The earlier underlined constitutive power of a master-narrative suggests an obedience to law that reaches beyond traditional ethical motivation although it remains classified as a verbal, linguistic master-narrative. The archeologist Bednarik’s 1993 introduction of the cupules implies that non-verbal master-narratives also exist, which could be qualified as pre-linguistic. But imagine computers hacking computers to obtain data, which must be provided to still other computers of which nobody can know whether these will hack again others – no matter where, and nobody knows where they are located on the globe. Are such events an act of terrorism or do they indicate a new obedience enforced by a post-linguistic master-narrative in which the concept of property has fundamentally changed?

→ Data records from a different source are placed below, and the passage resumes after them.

Issue #206, opened 2020-10-13
Check existence of all index data files before use


sezruby:
### Describe the issue

Currently, we replace the location with the index data files:

```
 plan transformDown {
      case baseRelation @ LogicalRelation(_: HadoopFsRelation, baseOutput, _, _) =>
        val location =
          new InMemoryFileIndex(spark, index.content.files, Map(), None)
        val relation = HadoopFsRelation(
          location,
```

However, this cannot detect the absence of some index data files, which might cause unnoticeable correctness issue.
So we need to check the existence of each index data files for data integrity. 

We recently introduced the incremental index for appended files, so we need to make sure that some dependent old versions should be available.

rapoth:
We can introduce a flag for this check since it might be expensive. For instance: `hyperspace.index.integrityCheck.enabled` and set it to `false` by default.

@apoorvedave1 Can you create an issue for other related tasks as appropriate and link to this issue please?

PR #389, opened 2021-03-23
Check available index versions for Delta Lake time travel query

### LINKED ISSUE #387: Check removed index log versions of time travel query index candidates
Currently, time travel query optimization assumes all index log versions exist. 
However, as most of index applications are based on the latest index log version, some of outdated version might be deleted by a user. 
Therefore, we need to check the removed log versions and filter them out in the candidate log version list in `closestIndexVersion`.

ref:
https://github.com/microsoft/hyperspace/pull/272#r598211313_

sezruby:

 - **Tracking Issue**: n/a
 - **Parent Issue**:  n/a
 - **Dependencies**: n/a

Follow up PR -  https://github.com/microsoft/hyperspace/pull/272#discussion_r598329940

Fixes #387

Check the existence of index data directories for each index log version before using them in Delta Lake time travel query. 
To do so, added below APIs:
```scala
// in IndexLogManager
  /** Returns index log versions whose state is in the given states */
  def getIndexVersions(states: Seq[String]): Seq[Int]

// in IndexManager
/**
   * Get index log version ids of the given index that match any of the given states.
   *
   * @param indexName Name of the index.
   * @param states List of index states of interest.
   * @return Index log versions.
   */
  def getIndexVersions(indexName: String, states: Seq[String]): Seq[Int]
```

No

Unit test


src/main/scala/com/microsoft/hyperspace/index/IndexCollectionManager.scala
```diff
@@ -162,12 +180,6 @@ class IndexCollectionManager(
     }
   }
 
-  override def getIndex(indexName: String, logVersion: Int): Option[IndexLogEntry] = {
```
sezruby, line 165: note: moved to above

src/main/scala/com/microsoft/hyperspace/Hyperspace.scala
```diff
@@ -163,6 +163,17 @@ class Hyperspace(spark: SparkSession) {
...
   }
+
+  /**
+   * Get index metadata and detailed index statistics for a given index and log version.
+   *
+   * @param indexName Name of the index to get stats for.
+   * @param logVersion Index log version to retrieve.
+   * @return Index metadata and statistics as a [[DataFrame]].
+   */
+  def index(indexName: String, logVersion: Int): DataFrame = {
```
imback82, line 174: https://github.com/microsoft/hyperspace/pull/272#discussion_r598329940 was actually asking to add an API to `IndexManager` to return available index versions. For example, `def getAvailableIndexVersions(indexName: String): Seq[Int]` so that versions can be used for `def getIndex(indexName: String, logVersion: Int)`. Does it make sense?

We can also update the existing `def index(indexName: String): DataFrame` to return all available versions of index instead of exposing a new `def index(indexName: String, logVersion: Int)` (I don't think we need to expose this as public). Btw, you don't have to address this in this PR since I am not sure if we need it or not. We can just concentrate on updating `IndexLogManager` in this PR.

The book finally returns to ‘the street’ as component and localization of all ‘talking about law’. Democracy and citizens met on the street in Ancient Greece’s fifth century BC, and we still know names of those streets and occurrences connected with them. The God Hermes played a central role. Modern times experienced the street as a composite of literary nature before the concept was again closely connected with citizenship, public meaning formation and the scale of public policy. Indeed, there is no ‘talking about law’ that is not closely connected with the street, its local and cultural dimensions, as walks on the streets of Athens, Paris and New York unveil. The entire text invites you to join that walk. We thank Mr. Ben Booth, Edward Elgar’s Senior Editor, for his challenging invitation and support to bring this unconventional guide to readers who like the walking and cherish the talking about law in the meantime.